PR #1719, opened 2024-06-26
Add Python scalar support to `dpt.where`

ndgrigorian:
This PR proposes a change to `dpt.where` to add support for Python scalars, aligning it with `clip` and elementwise functions.

As has been pointed out by the array API community, an common use-case for `dpt.where` is supporting Python scalars. If the decision to permit them in other elementwise functions is made, `where` will likely follow suit.

Regardless of the outcome of this decision, it's sensible to support them here.

As the first argument (`condition`) does not participate in the type promotion in `where`, if both arguments are scalars, the scalars are treated as the default types for the respective kind.

### DIFF
--- a/dpctl/tensor/_search_functions.py
+++ b/dpctl/tensor/_search_functions.py
@@ -121,16 +121,17 @@ def where(condition, x1, x2, /, *, order="K", out=None):
             and otherwise yields from ``x2``.
             Must be compatible with ``x1`` and ``x2`` according
             to broadcasting rules.
-        x1 (usm_ndarray): Array from which values are chosen when
-            ``condition`` is ``True``.
+        x1 (Union[usm_ndarray, bool, int, float, complex]):
+            Array from which values are chosen when ``condition`` is ``True``.
             Must be compatible with ``condition`` and ``x2`` according
             to broadcasting rules.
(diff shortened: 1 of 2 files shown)


dpctl/tensor/_search_functions.py
```diff
@@ -81,36 +151,90 @@ def where(condition, x1, x2, /, *, order="K", out=None):
         raise TypeError(
             "Expecting dpctl.tensor.usm_ndarray type, " f"got {type(condition)}"
         )
-    if not isinstance(x1, dpt.usm_ndarray):
-        raise TypeError(
-            "Expecting dpctl.tensor.usm_ndarray type, " f"got {type(x1)}"
+    if order not in ["K", "C", "F", "A"]:
```
antonwolfy, line 154: Do we need to update the docstring and to state scalars as possible type of input?

ndgrigorian: Yes, good point

antonwolfy (approved):
I checked the PR in dpnp tests and all tests are passed on GPU and CPU devices.

ndgrigorian:
CI failure is unrelated to this PR, I will go ahead and merge it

####

Among the entries above, identify all lines with "when" and copy them.

[ANSWER BOX]:
-        x1 (usm_ndarray): Array from which values are chosen when
+            Array from which values are chosen when ``condition`` is ``True``.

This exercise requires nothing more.